Post date: Oct 31, 2019 11:58:8 PM
10/31/2019 (Rozenn)
2023 alignments were completed.
We started the file compression from SAM to BAM.
I looked up information about the genome we are using. It is very fragmented and we would like to compare the alignments with another reference genome.
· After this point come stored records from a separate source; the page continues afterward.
PR #874, opened 2026-08-11
Expose per-stage squash/readiness on RPC progress messages

maoueh:
## Problem

`ModulesProgress.stages` only carried `completed_ranges`, which counts a store segment as soon as its **partial has been produced** — before tier1 has squashed it into the store.

Consequence for a client: a stage renders as 100% covered while tier1 is still squashing. During squashing there are no running jobs (it happens on tier1, not on a worker) and `processed_blocks` does not advance, so the request looks stuck at 100% with a rate of zero while a substantial fraction of the work is genuinely outstanding. Observed live: a request sat at a stage showing 100% while the overall work counter was at 39%, then progressed to 81%, and only then started streaming.

## What this adds

Three additive fields on `sf.substreams.rpc.v2`:

| field | # | Go accessor | unit |
|---|---|---|---|
| `Stage.ready_up_to_exclusive` | 3 | `GetReadyUpToExclusive()` | block number, exclusive |
| `Stage.squash_wait_segment_count` | 4 | `GetSquashWaitSegmentCount()` | segment count |
| `SessionInit.segment_block_count` | 11 | `GetSegmentBlockCount()` | blocks per segment |

`ready_up_to_exclusive` is the honest "usable up to here" frontier: the lowest contiguous block across the stage's modules, stopping at the last **squashed** segment for stores. `completed_ranges` includes produced-but-unsquashed segments; this does not. That distinction is the whole point.

`segment_block_count` was added because the segment width was not exchanged anywhere, so a client had no way to turn a segment count into blocks. It could only be inferred from `Job.stop_block - Job.start_block`, which is unavailable exactly when it matters, since no job runs while tier1 squashes.

### Semantics worth knowing

- **Map-only stage:** mapper/index output is read straight from the partial exec-out files, so partials count as ready and `ready_up_to_exclusive` tracks `completed_ranges`. `squash_wait_segment_count` is always 0.
- **Stage not started:** reports `max(module initial block, chain first streamable block)` — where the modules *begin*. **0 is a valid value** meaning "nothing usable yet", not a sentinel for "unknown". Clients must not branch on 0.
- **`segment_block_count` is an upper bound multiplier**, not exact: the first and last segment of a run are genuinely narrower when a module's initial block or the request's stop block falls mid-segment. Good for sizing a progress bar, not for reconciling a total.

## Cost

Both stage values already existed server-side from #863, computed for the tier1 progress **log line** only. `UpdateStats` now hoists `stagesProgress(stats)` into a local that feeds both the RPC message and the log, so the segment matrix is still walked **exactly once** per update — no second O(segments × stages) pass.

## Testing

- `TestUpdateStatsReadyUpToExcludesUnsquashed` goes end to end to the `pbsubstreamsrpc.Stage` a client receives: a store stage with a single squashed segment and four unsquashed partials reports full `completed_ranges` coverage `[0, 50)`, `ready_up_to_exclusive` still at 10, and `squash_wait_segment_count` of 4.
- `TestStagesProgressIsIndexedByStage` guards the positional read `UpdateStats` relies on.
- `TestEmitLinearSessionInitCarriesSegmentBlockCount` pins the segment width onto the session message.
- Both new assertions were verified non-vacuous by removing the wiring and confirming they fail before restoring it.
- `go test ./...` clean. `go test -race ./...` fails only in `./test/`; that set was confirmed identical on clean `develop` and is unrelated (those integration tests are flaky under `-race` in both directions).

## Notes for review

- **Codegen:** a plain `buf generate` *downgrades* every `.pb.go`, because the repo was generated with `protoc-gen-go` v1.36.10 while a typical local install is older, and the rawDesc format changed. Generated here with v1.36.10 / `protoc-gen-go-grpc` v1.6.0 pinned in a throwaway GOBIN. The repo has no Makefile or `devel/` script pinning these — worth fixing separately.
- The `rpc/v2` generated diff includes some pre-existing stale-comment drift: doc comments added to the `.proto` earlier were never regenerated. Kept, since reverting only defers it. Drift in `rpc/v3`, `rpc/v4` and `sink/` was reverted to keep the diff contained.
- `metrics/progress_log.go` still emits the tier1 log key as `squash_wait_segments`, which no longer matches the proto field name. That key shipped in #863 and ops may be grepping it, so aligning it is a separate call — happy to do it here if preferred.
- Nothing under `tui/` is touched; a separate in-flight branch consumes these fields.


sduchesneau:
<h2>:mag: Vulnerabilities of <code>ghcr.io/streamingfast/substreams:5cefb22</code></h2>

<details open="true"><summary>:package: Image Reference</strong> <code>ghcr.io/streamingfast/substreams:5cefb22</code></summary>
<table>
<tr><td>digest</td><td><code>sha256:7b044abded44f816def76dfb57086f2911a605d45f1ac19a0972626803e75e8b</code></td><tr><tr><td>vulnerabilities</td><td>critical: 0 high: 0 medium: 0 low: 0 </td></tr>
</table>
</details>
<table>
<tr><td>also known as</td>
<td><ul>

<li><code>noble</code></li>

</ul>
</td></tr>
</table>
</details>

<table></table>

sduchesneau (approved):
LGTM

PR #108, opened 2019-07-22
specify charset to avoid platform specific defaults

swsch:
This change fixes the build problem and lets `mvn test` succeed.


swsch:
... obviously not my best day interacting with github ...

jstaerk:
worked on it yesterday night and thought i would work on it tonight as well. Can not test it now but looks very promising, thanks!

PR #109, opened 2019-07-22
use RoundingMode enumeration and locale-safe BigDecimal.toPlainString

swsch:
I checked the implementation of BigDecimal.toPlainString in OpenJDK 1.8 (and 12) and as far as I can tell, the decimal point comes from the following helper method, which hardcodes the `.`:
```
    /* Returns a digit.digit string */
    private String getValueString(int signum, String intString, int scale) {
        /* Insert decimal point */
        StringBuilder buf;
        int insertionPoint = intString.length() - scale;
        if (insertionPoint == 0) {  /* Point goes right before intVal */
            return (signum<0 ? "-0." : "0.") + intString;
        } else if (insertionPoint > 0) { /* Point goes inside intVal */
            buf = new StringBuilder(intString);
            buf.insert(insertionPoint, '.');
            if (signum < 0)
                buf.insert(0, '-');
        } else { /* We must insert zeros between point and intVal */
            buf = new StringBuilder(3-insertionPoint + intString.length());
            buf.append(signum<0 ? "-0." : "0.");
            for (int i=0; i<-insertionPoint; i++)
                buf.append('0');
            buf.append(intString);
        }
        return buf.toString();
    }
```
Also, all tests pass.

### DIFF
--- a/src/main/java/org/mustangproject/ZUGFeRD/ZUGFeRD2PullProvider.java
+++ b/src/main/java/org/mustangproject/ZUGFeRD/ZUGFeRD2PullProvider.java
@@ -24,6 +24,7 @@ import java.io.IOException;
 import java.io.StringWriter;
 import java.io.UnsupportedEncodingException;
 import java.math.BigDecimal;
+import java.math.RoundingMode;
 import java.text.DecimalFormat;
 import java.text.DecimalFormatSymbols;
 import java.text.SimpleDateFormat;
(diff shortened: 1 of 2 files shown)


swsch:
re RoundingMode enumeration: This seems to be the type-safe successor to the "old-style" integer constants in BigDecimal, which are deprecated starting with Java 9.

jstaerk:
will have a look

jstaerk:
it passes the tests so i guess it works, thanks

Issue #73, opened 2019-03-16
Switch default ZF version


jstaerk:
currently version 1 is the default and version2 has to be enabled by default (I think it's sth like setZUGFeRDVersion()). In future, v2 should be default and v1 needs to be enabled by default.
How you can help:
This is a trivial change since I think it's the change of the value of is a single member variable.
Send me a pull  request. And by all means, change existing unit tests to factur-x and write unit tests for ZF2.

Issue #103, opened 2019-07-15
Thoughts on encoding XML entities


swsch:
Expanding my test cases ...

One of the products I found has a name like `Bestellerweiterung für E&F Umbau`. This confuses the XML parser when I'm attaching the ZUGFeRD file to the PDF:
```
org.dom4j.DocumentException: Error on line 26 of document  : Referenz zu Entity "F" muss mit dem Begrenzungszeichen ";" enden.
	at org.dom4j.io.SAXReader.read(SAXReader.java:462)
	at org.dom4j.DocumentHelper.parseText(DocumentHelper.java:286)
	at org.mustangproject.ZUGFeRD.ZUGFeRD2PullProvider.getXML(ZUGFeRD2PullProvider.java:143)
	at org.mustangproject.ZUGFeRD.ZUGFeRDExporter.PDFattachZugferdFile(ZUGFeRDExporter.java:375)
```

Is the user responsible for encoding the basic XML entities `<`, `>`, `&`, `"` and `'` in the input? If so, the documentation should say so more loudly.

If we forced encoding in the ZUGFeRD*PullProvider, it would break the code of users who already encoded the strings in their code.

In the interest of streamlining the user experience : How about providing a helper [like this one](https://stackoverflow.com/a/48588062) as, say, `ZUGFeRDExporter.encode(string)`, and introducing it in the example on the website with a company name like "Eine GmbH & Co. KG"? That would be in step 14 in "Write a ZUGFeRD-PDF file".

jstaerk:
no, that's a bug. I thought I had added a unit test with < but somehow that seemed to work. I added a unit test ZF2EdgeTest for this kind of cases but it does not yet fail, I guess it's soon time to merge ZUV (and integrate in the unit tests). The helper looks reasonable but it should automatically be called internally on all strings.

Despite this is clearly my fault because I still refuse to switch to JAXB for ZF2 (#87) despite it is already used for ZF1 (these kind of issues do not happen there):  I do still consider JAXB a big overhead.

PR #110, opened 2019-07-22
switch to ZUGFeRD v2 as DefaultZUGFeRDVersion

swsch:
this is the trivial change for #73


jstaerk:
thanks, I'd like to do #103 first and I'm not sure if in the commandline (called toecount) we don't need to change a filename but I'll keep that merge request for later :-)

jstaerk:
now merged into alpha version of mustang 2

Issue #113, opened 2019-07-25
v1 documents ignore profile setting


swsch:
Looks like v1 ZUGFeRD documents always end up with the extended profile.
#112 is the first step to fix this.

PR #114, opened 2019-07-25
add failing unit test to prove that the wrong profile is written and then fix it

swsch:
re #113:

This test fails at line 411, which means that the XML file does not reference the BASIC profile, but does reference the EXTENDED profile and hence cannot reference the COMFORT profile as requested in line 400.


swsch:
commit 9681b4f extends the IProfileProvider interface with a method for setting the profile via the values of the ZUGFeRDConformanceLevel enumeration. 

This makes the failing unit test work for v1 and does not break the unit test for v2 and custom xml.

Issue #118, opened 2019-07-31
access to TotalPrepaidAmount in v1


swsch:
This seemed to be quite similar to the recent issue #115, but it turns out to have further reaching effects, as the element's parent is `ram:SpecifiedTradeSettlementMonetarySummation` in v1 and `ram:SpecifiedTradeSettlementHeaderMonetarySummation` in v2.

jstaerk:
implementation in v2 should not be too complicated , maybe sth like three, four lines in ZUGFeRD2pullprovider:generateXML are enough

swsch:
good estimation, see #120

swsch:
guess what ... three lines and I managed to mess up one of them :-)

PR #119, opened 2019-07-31
Implement TotalPrepaidAmount

swsch:
This is a manually tested implementation for #118.

Updating the existing tests seems to be ... troublesome.


jstaerk:
you could add a prepaidamount in the mustangreaderwriteredgetest

swsch:
That is, in fact, what I start with yesterday. Then I stumbled over the difference in element names, and somehow messed up thoroughly. So, after a `git reset --hard` I went a tad more slowly. :-)

PR #123, opened 2019-08-05
parse rawXML into document only once

swsch:
I noticed that `getDocument` parses the contents of `rawXML` for each invocation of `extractString`.

Here I'm using a setter for rawXML to parse `rawXML` once after changing its value so that `getConfig` can now return this prepared Document. Current unit tests pass and even run a tiiiiny bit faster than before.


jstaerk:
thanks a lot!

PR #130, opened 2019-08-12
IZUGFeRDExportableContact to default-Methods; added ShipToTradeParty and BuyerOrderReferencedDocument

pierrebarke:
switched IZUGFeRDExportableContact to default-Methods; added
ShipToTradeParty: if the merchandies is not shipped to the same address
as stated in the invoide; added BuyerOrderReferencedDocument: the ID of
the purchase order the invoice ist based on


jstaerk:
thanks a lot

PR #131, opened 2019-08-12
removed unsed Methode; IssuedDateTime only if not null

pierrebarke:
removed @getBuyerOrderReferencedDocument: not used after merge; only call
@setIssueDateTime if not null to avoid tag with NULL value

Thanks for merging my changes. i did some changes after merge for clean up


jstaerk:
thanks

Issue #136, opened 2019-10-11
Support different Date formats


Koizumi85:
Hello everyone,

following the ZUGFeRD 2 specification, it should be possible to specify some dates in the following formats:
- month of year, format `yyyyMM` with code `610`
- week of year, format `yyyyww` with code `616`
- day, format `yyyyMMdd` with code `102`

At the moment as far I can see, mustangproject does only support the last one.
But especially for the delivery date, the possibility to specify the other two formats, would be absolutely essential.

I would suggest to provide a new interface `IZUGFeRDDate` which has the following methods
`java.util.date getDate()`
`ZUGFeRDDateFormat getFormat()`
where `ZUGFeRDDateFormat` is an enum providing the following information for each of the formats:
- An instance of SimpleDateFormat, which can be used to format the given date
- The ZUGFeRD code which belongs to this date format

With this information it would be possible to write the generation of the "occurence date time" section to something like the following:

```
if (trans.getDeliveryDate() != null) {
   // same like before
} else if (trans.getZUGFeRDDeliveryDate() != null && trans.getZUGFeRDDeliveryDate().getDate() != null) {
   ZUGFeRDDateFormat dateFormat = trans.getZUGFeRDDeliveryDate().getFormat();
   Date date = trans.getZUGFeRDDeliveryDate().getDate();
   xml += "<udt:DateTimeString format=\"" + dateFormat.getFormatCode() + "\">"
+ dateFormat.getFormatter().format(date) + "</udt:DateTimeString>";
} else {
  throw new IllegalStateException("no delivery date provided");
}
```

this pattern could then also be used for other dates, where it makes sense. What do you think?

jstaerk:
Hi


> pattern could then also be used for other dates, where it makes sense. What do you think?
It's only important that it needs to stay compatible to the zf1 interface, which has been done with JAXB, and with the current implementation. If that is the case I would very much appreciate according contributions.

kind regards
Jochen

Koizumi85:
Okay. I will try to provide a pull request for it.

Koizumi85:
closed by #137

PR #137, opened 2019-10-14
deliveryDate in different date formats (#136)

Koizumi85:
This pull request addresses issue #136 by
- Added possibility to specify delivery date in "week of year" or "month of year" format, through introduction of new IZUGFeRDDate interface. Keeping backward compatibility by providing both methods in IZUGFeRDExportableTransaction

- Added possibility to specify "LineTwo" in Recipient Address

- Limited pdfbox version to maximum 2.0.17 because otherwise 3.0.0-SNAPSHOT was pulled in which was broken because of missing ByteArrayDataSource

### DIFF
--- a/pom.xml
+++ b/pom.xml
@@ -79,12 +79,12 @@
 		<dependency>
 			<groupId>org.apache.pdfbox</groupId>
 			<artifactId>preflight</artifactId>
-			<version>[2.0.15,)</version>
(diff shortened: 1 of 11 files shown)


Koizumi85:
@jstaerk Thanks for merging :) What do you think when the next version including these features will be released?

PR #158, opened 2020-05-28
Add extraction methods

aberndt-hub:
Added functions for extracting LineItems and modified some existing extractions functions to match ZUGFeRD 1.x and ZUGFeRD 2.x


jstaerk:
thanks

PR #173, opened 2020-08-04
Proposal for loading resource - V1.7.8

Cakmakli-a:
`Validator`

```
        @Override
        protected void validateSchema(final byte[] xmlRawData, final String schemaPath, final int section, final EPart part) throws IrrecoverableValidationError {
            final URL schemaFile = Validator.class.getResource("/schema/" + schemaPath);
            final javax.xml.transform.Source xmlData = new StreamSource(new ByteArrayInputStream(xmlRawData));
            final SchemaFactory schemaFactory = SchemaFactory.newInstance("http://www.w3.org/2001/XMLSchema");

            try {
                final Schema schema = schemaFactory.newSchema(schemaFile);
                final javax.xml.validation.Validator validator = schema.newValidator();
                validator.validate(xmlData);
            } catch (SAXException var10) {
                context.addResultItem((new ValidationResultItem(ESeverity.error, "schema validation fails:" + var10)).setSection(section).setPart(part));
            } catch (IOException ioe) {
                LOGGER.error(ioe.getMessage(), ioe);
                throw new IllegalStateException("Validation fails and ends with IOException!");
            }
        }
```

First line in this method is important. It is a "safe alternative" instead of using the ClassLoader.

### DIFF
--- a/History.md
+++ b/History.md
@@ -1,9 +1,16 @@
+1.7.8
+=====
+2020-06-14
+
+- \#159 gross price in ZF2 should be without VAT
+
 1.7.7
 =====
+2020-05-26
 
 - Refactored comparison operator for ChargeIndicator https://github.com/ZUGFeRD/mustangproject/pull/153
-- #148 support additional documents for items
-- #154 german VAT ID may not be used for sellercontact scheme id
+- \#148 support additional documents for items
+- \#154 german VAT ID may not be used for sellercontact scheme id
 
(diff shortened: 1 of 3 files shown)


Cakmakli-a:
What we are gonna do now with this proposal?

tklein:
Is someone already working on this? And/or what needs to be done to get this merged?

TIA

PR #176, opened 2020-09-19
ZUGFeRD2PullProvider: Add write support for GlobalID and ID to buyer addresses

heisej:
especially for 'BuyerTradeParty' and 'ShipToTradeParty' right now.

Since EN16931 allows only one ID entry for these entries, the ID assigned
by the buyer is prefered over the global ID for now if bot are defined in
the IZUGFeRDExportableTradeParty object.


jstaerk:
thank you

PR #1470, opened 2016-02-04
added sudo to serviced version command

bwf93:


alapidas:
Why is `sudo` now necessary here?

PR #1482, opened 2016-02-10
fixes ZEN-20808: Fix for ZEN-17576 needs to be made configurable in d…

HIMix:
…aemon files


Products/ZenModel/migrate/addDisablePingPerspectiveOption.py
```diff
@@ -0,0 +1,69 @@
+##############################################################################
+#
+# Copyright (C) Zenoss, Inc. 2015, all rights reserved.
```
jplouis: year is wrong

PR #1504, opened 2016-02-17
Component lists are sorted by a combination of alpha and numeric sort…

rphillipsz:
…s so they appear in the correct order


rphillipsz:
retest this, please

PR #1517, opened 2016-02-18
ZEN-22068 Multigraph reports show same data

carlcamera:
Multigraph reports when displaying identically-named components (think eth0 on several devices)
show only the data from the first component rather than multiple lines from multiple devices.
The fix is to uniquely identify the MetricServerGraphPoint by including device context value
into the line's id.

### DIFF
--- a/Products/Zuul/infos/metricserver.py
+++ b/Products/Zuul/infos/metricserver.py
@@ -136,6 +136,20 @@ class ColorMetricServiceGraphPoint(MetricServiceGraph):
         self._contextRPN = False
         super(ColorMetricServiceGraphPoint, self).__init__(graph, context)
 
+    @property
+    def id(self):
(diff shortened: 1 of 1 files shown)


Products/Zuul/infos/metricserver.py
```diff
@@ -136,6 +136,20 @@ def __init__(self, graph, context):
...
+        if self._multiContext:
+            dev = self._context.device()
+            if dev and dev.id != self._context.id:
+                return "%s %s %s" % (dev.id, self._context.id, self._object.id)
+            else:
+                return "%s %s" % (self._context.id, self._object.id)
+        return self._object.id
+
+    @property
+    def name(self):
```
jplouis: I'm concerned that you changed the value for the name property.  I believe this value gets used to calculate RPN expressions.

PR #1528, opened 2016-02-25
ZEN-15410: Cross Site Scripting from Exposed Helper Methods

serge30:
https://jira.zenoss.com/browse/ZEN-15410

Zope doesn't publish methods with no docstring set. Added the decorator to remove docstrings.

### DIFF
--- a/Products/ZenModel/DataRoot.py
+++ b/Products/ZenModel/DataRoot.py
@@ -37,7 +37,7 @@ import os
 import sys
 import string
 from Products.ZenMessaging.audit import audit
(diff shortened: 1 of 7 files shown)


Products/ZenModel/DataRoot.py
```diff
@@ -467,6 +467,7 @@ def reportError(self):
 
 
     #security.declareProtected('View', 'writeExportRows')
```
jpeacock-zenoss: Please remove the commented out code.

PR #1539, opened 2016-03-01
ZEN-19894 Audit Log is filling with user=Unknown action=Failed messag…

romanbakaleyko:
…es by default


romanbakaleyko:
Not sure what migrate version should I use.

PR #1542, opened 2016-03-02
ZEN-19894 Audit Log is filling with user=Unknown action=Failed messag…

romanbakaleyko:
…es by default


Products/ZenModel/fixZauthHealthCheck.py
```diff
@@ -0,0 +1,43 @@
...
+import logging
+log = logging.getLogger("zen.migrate")
+
+import Migrate
+import servicemigration as sm
+sm.require("1.0.0")
+
+
+class FixZauthHealthCheck(Migrate.Step):
+    "Use different curl request to prevent `authentication failed` spam in audit.log"
```
jpeacock-zenoss: FYI, the idiomatic way to write documentation strings in Python is to use triple quotes, i.e.
```
    """Use different curl request to prevent 'authentication failed' span in audit.log"""
```

PR #1548, opened 2016-03-04
Apply prepId to service organizers.

rphillipsz:
Service names were sanitized by Products.ZenUtils.Utils.prepId, but
service organizer names were not.

### DIFF
--- a/Products/ZenModel/Organizer.py
+++ b/Products/ZenModel/Organizer.py
@@ -53,6 +53,7 @@ class Organizer(ZenModelRM, EventView):
         @type description: string
         @rtype: Organizer
         """
+        id = self.prepId(id)
         ZenModelRM.__init__(self, id)
         self.description = description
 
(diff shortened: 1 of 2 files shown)


Products/ZenModel/Organizer.py
```diff
@@ -355,8 +357,12 @@ def getOrganizer(self, path):
         >>> dmd.Events.Status.getOrganizer('/Events/Status/Snmp')
         <EventClass at /zport/dmd/Events/Status/Snmp>
         """
-        if path.startswith("/"): path = path[1:]
-        return self.getDmdRoot(self.dmdRootName).unrestrictedTraverse(path)
+        path = self.prepId(path)
```
iancmcc: This is probably the wrong place to do this. You want to do it down below, before the _getOb call.

Products/ZenModel/Organizer.py
```diff
@@ -183,6 +184,7 @@ def manage_addOrganizer(self, newPath, factory=None, REQUEST=None):
         if factory is None:
             factory = self.__class__
         if not newPath: return self.callZenScreen(REQUEST)
+        newPath = self.prepId(newPath)
```
iancmcc: This can't be done here. It needs to be below this. if newPath is a path with slashes, those slashes will be sanitized.

PR #1553, opened 2016-03-10
Feature/zen 15567

bwf93:


rDr4g0n:
Please make a few changes to the form to make it a bit more comfortable for the user:
1) single column is almost always preferable over multiple columns
2) add a sentence above the field to the give the user some context of what theyre filling (they can infer that its smtp related from the field names, but they shouldnt need to do that)
3) Add validation so that if a host is present, a port must also be present

bwf93:
Updated to address the requested changes.

PR #1567, opened 2016-03-15
ZEN-22385: Extend add_event() method signature

vikt0rs:
Added **kwargs param to add_event() to add more option to API call.

Cherry-Picked From: 55205328ea8aee945be9ab0c7f0a90326c536440


Products/Zuul/routers/zep.py
```diff
@@ -843,7 +843,8 @@ def updateEventSummaries(self, update, event_filter=None, exclusion_filter=None,
 
 
     @require(ZEN_MANAGE_EVENTS)
-    def add_event(self, summary, device, component, severity, evclasskey, evclass=None):
+    def add_event(self, summary, device, component, severity, evclasskey,
```
smousa: What else is calling this, such that you require **kwargs to be passed?

smousa: nevermind...I thought the bottom diff was on a different function

PR #1593, opened 2016-03-23
Component Graphs filter will be showing only contextually related gra…

itshane:
…phs.

Fixes ZEN-22620.


itshane:
Original solution has been made by Chet for LinuxMonitor ZP https://github.com/zenoss/ZenPacks.zenoss.LinuxMonitor/pull/60/commits/3e94441cb702b7b2c3282637d568e9850c03c1e8#diff-7284140a91f7dc12cac56ac67c3c5ff9R49

PR #1594, opened 2016-03-23
ZEN-22626: Update page tips for Dashboard

kwalkerz:


kwalkerz:
Here's what it looks ilke now:
result

PR #1596, opened 2016-03-24
Change flapping threshold to be an integer instead of a severity

jhuie-zenoss:


fraibacas:
good to merge once the build tests have finished

PR #1606, opened 2016-04-05
ZEN-20284 RM 5.x Commands issues against a device via the UI (ping, t…

romanbakaleyko:
…raceroute, snmpwalk) are run on master, not on collector host

### DIFF
--- a/Products/ZenModel/Commandable.py
+++ b/Products/ZenModel/Commandable.py
@@ -195,7 +195,7 @@ class Commandable:
         '''
         command = cmd.command
         # make sure we are targeting the right collector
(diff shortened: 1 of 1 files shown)


Products/ZenModel/Commandable.py
```diff
@@ -195,11 +195,9 @@ def compile(self, cmd, target):
         '''
         command = cmd.command
         # make sure we are targeting the right collector
-        if not command.startswith("dcsh") and hasattr(target, "getPerformanceServerName"):
+        if hasattr(target, "getPerformanceServerName"):
```
jpeacock-zenoss: I think removing the check for `dcsh` may break existing custom commands.

PR #1607, opened 2016-04-05
ifindex could be missing, use row index

dbouchillon:
Fixes ZEN-22732

https://jira.zenoss.com/browse/ZEN-22732
Happens on certain firmware versions. Reproduced using snmposter
Tested using attached snmpwalks from JIRA


dbouchillon:
bump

popgenie.org has all the populus reference genomes.
for Populus tremuloides
v1.0 last modified 6/3/15
v1.1 last modified 9/25/16
Also available are
Populus tremula
v1.1 last modified 2/14/19
v2.2 last modified 10/15/19
Populus tremula x Populus tremuloides
v1.0 last modified 6/3/15
Populus trichocarpa
v1.1 last modified 6/7/15
v2.2 last modified 9/20/17
v3.0 last modified 11/25/18
When I download and compare both releases of P. tremuloides genome using cmp, they are exactly the same.
According to Hamzeh et al. 2004 (Wiley) and Wang et al, 2014 (PlosOne), P. tremula is the closest parent to P. tremuloides.
P. tremula
grep -c "^>" > Potra02_genome.fasta gives 1601 scaffolds
The sum of all scaffold characters is 417012181.
Weird : the file was not zipped. smaller than the other genomes?
grep -v "N" -c tremulaSeq gives 7 639 524 characters, potentially base pairs, with 537941 Ns.
What is the average length of the scaffolds?
Do the same thing wih Populus tremuloides genome gives 4 669 075 characters without the "N", with 127374 Ns.
Je ne comprends pas: il y a environ 360 Mbp soit 360 000 000 bp. : ask Zach tomorrow.